The benchmark is a bit unfair, because we compare an extremely large and extensively optimized Ceph production cluster against a 3-node minimal out-of-the-box Datera. The Datera produces a number of nasty downspikes, which would not happen in a tuned and larger production cluster. It can already be seen that the Datera has an almost, but not quite, 10x advantage in commit latency.
It can also be somewhat seen the Ceph driver can leverage multiple queues (and that is confirmed in other benchmarks): It should produce around 900 IOPS at 1.1ms commit latency, but at a queue depth of 2 it produces 2x that.
iSCSI cannot do that out of the box: We need to install blk-mq and see what that does, or use something that does NVME over Fabric over TCP instead. Both these things have multiple queues, and would also be able to take advantage of deeper queues to NVME backends.
More work would have to go into building out the Datera cluster, and configuring it properly to properly show its real strength, but already it wipes the floor with the Ceph with respect to commit latency.

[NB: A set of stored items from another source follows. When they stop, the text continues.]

PR #1273, opened 2022-12-08
Solution

romanblyashuk94:
The last test passes only when we run it separately.

### DIFF
--- a/src/herbivoresAndCarnivores.js
+++ b/src/herbivoresAndCarnivores.js
@@ -1,15 +1,39 @@
 'use strict';
 
 class Animal {
-  // write your code here
+  constructor(name, health = 100) {
+    this.name = name;
+    this.health = health;
+    Animal.alive.push(this);
+  }
 }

It also shows that the Ceph can carry the “200 commit/s” workload class without problems. One will have to make compromise with runway length (“Time for warning and migration when workload grows”) and with replication delay and catchup SLOs - customers will either have to accept more delay and longer catchup times, or accept that the cluster will run in YOLO mode in catchup (
innodb_flush_log_at_trx_commit=2 until replication has caught up).
There is probably little chance to run the “2000 commit/s” workload class in a stable way on Ceph, until one can make guarantees about queue depths and parallel writes.
Both systems max out at around 20000 commit/s when run in their respective “ideal” mode, which happens to be the commit latency to a single flash drive.
Interestingly, NVME does not matter much here: NVME can offer 40x more IOPS than SATA SSD, but individual commits will still be at about the same speed as with SATA. You need 40x parallel access to eat all the buffet on offer.
To drive Ceph to 20.000 IOPS, you will have to run 16 threads at a queue depth of 2 (or 32 threads at queue depth 1) consistently, feeding all the driver queues in parallel. This is not a kind of workload a transactional system can easily produce.
To drive Datera to 20.000 IOPS, two or three threads running unlimited will suffice. This is still hard on a transactional system, but a doable challenge.
While the recommendation is clear (“Use Datera over Ceph for transactional distributed storage”), it is interesting to see how Ceph has matured and does no longer completely suck at doing small transactional workloads.